I want to download/scrape 50 million log records from a site. Instead of downloading 50 million in one go, I was trying to download it in parts like 10 million at a time using the following code but it's only handling 20,000 at a time (more than that throws an error) so it becomes time-consuming to download that much data. Currently, it takes 3-4 mins to download 20,000 records with the speed of 100%|██████████| 20000/20000 [03:48<00:00, 87.41it/s]
so how to speed it up?
import asyncio
import aiohttp
import time
import tqdm
import nest_asyncio
nest_asyncio.apply()
async def make_numbers(numbers, _numbers):
for i in range(numbers, _numbers):
yield i
n = 0
q = 10000000
async def fetch():
# example
url = "https://httpbin.org/anything/log?id="

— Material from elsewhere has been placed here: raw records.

PR #90, opened 2024-10-19
Make aggregate API streaming

jimouris:
* Replace `aggregate()` with streaming API
* Update VDAF upstream to https://github.com/cfrg/draft-irtf-cfrg-vdaf/commit/8bbac2ea217ca4c980dceec9af6a99ffcc30deb3
* Update CODEOWNERS

Issue #72, opened 2024-09-17
Generate test vectors


cjpatton:
Define a few variants of Mastic, perhaps for Count, Sum, and Histogram. Add script for generating test vectors, similar to https://github.com/cfrg/draft-irtf-cfrg-vdaf/blob/main/poc/gen_test_vec.py, and use it to add test vectors to the repo.

PR #91, opened 2024-10-19
Add initial test vectors

jimouris:
Note: on top of https://github.com/jimouris/draft-mouris-cfrg-mastic/pull/90 so review in order

Addresses: https://github.com/jimouris/draft-mouris-cfrg-mastic/issues/72


poc/gen_test_vec.py
```diff
@@ -0,0 +1,109 @@
...
+        0,
+        (
+            mastic.vidpf.test_index_from_int(0b0, 1),
+            mastic.vidpf.test_index_from_int(0b1, 1),
+        ),
+        True,
+    )
+    gen_test_vec_for_vdaf(
+        vdaf_test_vec_path,
+        mastic,
```
cjpatton, line 33: I suspect mypy is complaining because it can't infer the types of generic parameters, i.e., `Measurement`, `AggResult`, and `F`. You probably need a subclass in which all the generic parameters are specified explicitly. Here's how we specify variants of Prio3:

https://github.com/cfrg/draft-irtf-cfrg-vdaf/blob/bd983637a87a7fa8353db5771c184585b2550271/poc/vdaf_poc/vdaf_prio3.py#L578-L590

In fact, we'll want to do something similar for Mastic so that we can at least specify an algorithm ID for each instance.

jimouris: Yeah, I tried different tricks but couldn't get past `mypy`. 

Ah, I see, good idea. I'll follow our examples and define:
* `MasticSum`
* `MasticCount`
* `MasticHistogram`
in `mastic.py`.

jimouris: Added both, in the same order as Prio3 does so we're consistent.

poc/mastic.py
```diff
@@ -21,7 +22,7 @@
 
 MasticAggParam: TypeAlias = tuple[
     int,                      # level
-    tuple[tuple[bool, ...]],  # prefixes
+    tuple[tuple[bool, ...], ...],  # prefixes
```
jimouris, line 25: @cjpatton double check this as I needed to change it for `mypy` to work.

poc/gen_test_vec.py
cjpatton, line 1: Let's add at least one variant that uses joint randomness, such as MasticSumVec.

cjpatton (commented):
Nice!

cjpatton (approved):

PR #96, opened 2024-11-08
Editorial fixes

divergentdave:
This makes a handful of editorial fixes in the spec and in comments.


jimouris (approved):
Thanks a lot, David!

async with aiohttp.ClientSession() as session:
post_tasks = []
# prepare the coroutines that poat
async for x in make_numbers(n, q):
post_tasks.append(do_get(session, url, x))
# now execute them all at once
responses = [await f for f in tqdm.tqdm(asyncio.as_completed(post_tasks), total=len(post_tasks))]

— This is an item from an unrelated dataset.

PR #101, opened 2025-01-03
poc: Incorporate changes from Rust implementation

### LINKED ISSUE #80: Move joint randomness parts to input shares
Right now the public share encodes the FLP joint randomness parts, following the same lines as Prio3. However while working on the paper we decided to move these to the input shares to save some communication. In particular, we would add the helper's part to the leader's input share and the leader's part to the helper's input share.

async def do_get(session, url, x):
headers = {
'Content-Type': "application/x-www-form-urlencoded",
'Access-Control-Allow-Origin': "*",
'Accept-Encoding': "gzip, deflate",
'Accept-Language': "en-US"
}
async with session.get(url + str(x), headers=headers) as response:
data = await response.text()
print(data)
s = time.perf_counter()
try:
loop = asyncio.get_event_loop()
loop.run_until_complete(fetch())
except:
print("error")
elapsed = time.perf_counter() - s
# print(f"{__file__} executed in {elapsed:0.2f} seconds.")

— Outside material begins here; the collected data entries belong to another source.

PR #122, opened 2016-04-06
SBML level 3 without FBC

aebrahim:
I received a file written by the COBRA toolbox with SBML level 3 without FBC v2, which sounds like a bug to me. Looking at ```io/writeCbToSBMLfbc.m``` it seems like this type of file can get written pretty easily by the COBRA toolbox, so this patch removes that.

There are already so many different SBML formats for COBRA models, and we shouldn't have yet another one floating around.

I think it should just be:
 - SBML2 without fbc
 - SBML3 with fbc

Having sbml3 without fbc creates just another SBML variant that will be floating around until the tend of time. I'm also adding a warning into cobrapy whenever these types of models are detected.

### DIFF
--- a/io/writeCbToSBMLfbc.m
+++ b/io/writeCbToSBMLfbc.m
@@ -1,30 +1,21 @@
-function writeCbToSBMLfbc(model,fileName,fbc)
+function writeCbToSBMLfbc(model,fileName)
 %
 % Write a COBRA model to a SBML with FBC file
 %
 %INPUTS
 % model         COBRA model structure fileName      
 %
-%OPTIONAL INPUT
-%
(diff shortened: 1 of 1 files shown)


huldash:
Thank you for the pull request Ali. It makes sense to me. @longfeimao do you agree?

longfeimao:
"io/writeCbToSBMLfbc.m" is a "relic" produced in last September.  We have two new functions "readSBML" and "writeSBML" to read and write SBML-FBCv2 files. These new functions are now only available within the SBG group, and I hope they can be made public as soon as they are rigorously examined.

aebrahim:
Thank you for merging :)

PR #134, opened 2016-05-25
Updated verbosity of Fastcore Test Function and added fastCC test Function

tpfau:
Updated the verbosity of the FastCore testfunction. Its now silent.
Also, updated the fact,, that ibm_cplex is an option for both LP and MILP solvers, and added functionality that removes another log file often created by cplex to the solveCobraLP function.


huldash:
Thank you for all these improvements. testFASTCORE fails on my system because numel(A) = 5065, not 5064 like the reference solution. Is this a bug or is the solution solver dependent? Is the test too strict?

tpfau:
Hmm.
The solution of Fastcore is not necessarily unique, so yes, it is possible, that two different runs can yield different results.
Thus yes, maybe the test is to strict, and we could allow just testing whether the algorithm is providing a non empty result.

PR #135, opened 2016-05-25
updated testFASTCORE

tpfau:
Another update for testFASTCORE.
Unfortunatly, the only way to test this machine independent is to test, whether the results provide the specified properties (i.e. the resulting reaction set must allow all reactions from the core set to carry flux). This is now properly checked.


huldash:
Great, thanks. It works. I replaced the for loop with the fluxVariability function which does the same thing.

PR #136, opened 2016-05-27
ReconMap functionalities

bertonoronha:
This functionality enables the user to interact with the ReconMap (https://vmh.uni.lu/#mapnavigator)

* Flux distribution overlays

It is possible to upload a flux distribution which will be displayed in the ReconMap. Fluxes are normalized and given a specific thickness and colour.

* Subsystem overlays

Subsystem overlays are also possible, being possible to generate overlays for specific subsystems or all at the same time.


rmtfleming:
Alberto, please announce this on the cobra toolbox google group when the paper is on arxiv.

PR #149, opened 2016-08-25
Some modifications on FASTCC to lower CPU-time

Ojami:
Added lines to original LP7 of FASTCORE have been fully documented within the added script.


rmtfleming:
Edit fastcc.m, then commit that so that we can see clearly what the changes are. The lines should each be properly commented. Add one extra argument to use the previous version by default and the new version if specified.
https://github.com/opencobra/cobratoolbox/blob/master/modelGeneration/fluxConsistency/FASTCORE/fastcc.m

Ojami:
LP7 has been edited not the fastcc.m, so should I change LP7?

PR #150, opened 2016-08-26
Changes to better handle the response from MINERVA.

bertonoronha:
When submitting a new overlay remotely to ReconMap the MINERVA instance sends back a response. The changes will now transform that response to a matlab cell structure where the index 1 has a 0/1 value for wether the overlay was successfully sent, and the index 1 a success/error message.


huldash:
Hi Alberto,

Looks good but could you remove the asv file?

Thanks,
Hulda

PR #152, opened 2016-09-06
Update fastcc.m

Ojami:
The original fastcc script was modified to reduce the cpu time of the original code. Two solvers of 'glpk' and 'gurobi5' were used to compare the runtime results for five different COBRA models: Recon1, Recon2, iAF1260, iECW_1372 and iSF_1195). The results of two versions of the script are the same, and the CPU time of the proposed script was about an order of magnitude less than that of the fastcc (with the exception of large model such as Recon 2, which original fastcc took even more time).


rmtfleming:
@syarra please check this

laurentheirendt:
Cherry-picked commit is [here](https://github.com/laurentheirendt/cobratoolbox/commits/pr-152).

PR on hold until PR #317 merged (test required).

cc: @syarra

laurentheirendt:
Closing for now as discussed [here](https://github.com/laurentheirendt/cobratoolbox/commit/e19d827ea16b09dafcfcd2bb9012ed9b6d698830#commitcomment-21326177).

Traceback (most recent call last):
File "C:\Users\SGM\AppData\Local\Programs\Python\Python39\lib\site-packages\aiohttp\connector.py", line 986, in _wrap_create_connection
return await self._loop.create_connection(*args, **kwargs) # type: ignore[return-value] # noqa
File "C:\Users\SGM\AppData\Local\Programs\Python\Python39\lib\asyncio\base_events.py", line 1056, in create_connection
raise exceptions[0]
File "C:\Users\SGM\AppData\Local\Programs\Python\Python39\lib\asyncio\base_events.py", line 1041, in create_connection
sock = await self._connect_sock(
File "C:\Users\SGM\AppData\Local\Programs\Python\Python39\lib\asyncio\base_events.py", line 955, in _connect_sock
await self.sock_connect(sock, address)
File "C:\Users\SGM\AppData\Local\Programs\Python\Python39\lib\asyncio\proactor_events.py", line 702, in sock_connect
return await self._proactor.connect(sock, address)
File "C:\Users\SGM\AppData\Local\Programs\Python\Python39\lib\asyncio\tasks.py", line 328, in __wakeup
future.result()
File "C:\Users\SGM\AppData\Local\Programs\Python\Python39\lib\asyncio\windows_events.py", line 812, in _poll
value = callback(transferred, key, ov)
File "C:\Users\SGM\AppData\Local\Programs\Python\Python39\lib\asyncio\windows_events.py", line 599, in finish_connect
ov.getresult()
OSError: [WinError 121] The semaphore timeout period has expired
The above exception was the direct cause of the following exception:
Traceback (most recent call last):
File "C:\Users\SGM\Desktop\xnet\x3stackoverflow.py", line 136, in <module>
loop.run_until_complete(fetch())
File "C:\Users\SGM\AppData\Roaming\Python\Python39\site-packages\nest_asyncio.py", line 81, in run_until_complete
return f.result()
File "C:\Users\SGM\AppData\Local\Programs\Python\Python39\lib\asyncio\futures.py", line 201, in result
raise self._exception
File "C:\Users\SGM\AppData\Local\Programs\Python\Python39\lib\asyncio\tasks.py", line 256, in __step
result = coro.send(None)
File "C:\Users\SGM\Desktop\xnet\x3stackoverflow.py", line 88, in fetch
response = await f
File "C:\Users\SGM\Desktop\xnet\x3stackoverflow.py", line 37, in _wait_for_one
return f.result()
File "C:\Users\SGM\AppData\Local\Programs\Python\Python39\lib\asyncio\futures.py", line 201, in result
raise self._exception
File "C:\Users\SGM\AppData\Local\Programs\Python\Python39\lib\asyncio\tasks.py", line 258, in __step
result = coro.throw(exc)
File "C:\Users\SGM\Desktop\xnet\x3stackoverflow.py", line 125, in do_get
async with session.get(url + str(x), headers=headers) as response:
File "C:\Users\SGM\AppData\Local\Programs\Python\Python39\lib\site-packages\aiohttp\client.py", line 1138, in __aenter__
self._resp = await self._coro
File "C:\Users\SGM\AppData\Local\Programs\Python\Python39\lib\site-packages\aiohttp\client.py", line 535, in _request
conn = await self._connector.connect(
File "C:\Users\SGM\AppData\Local\Programs\Python\Python39\lib\site-packages\aiohttp\connector.py", line 542, in connect
proto = await self._create_connection(req, traces, timeout)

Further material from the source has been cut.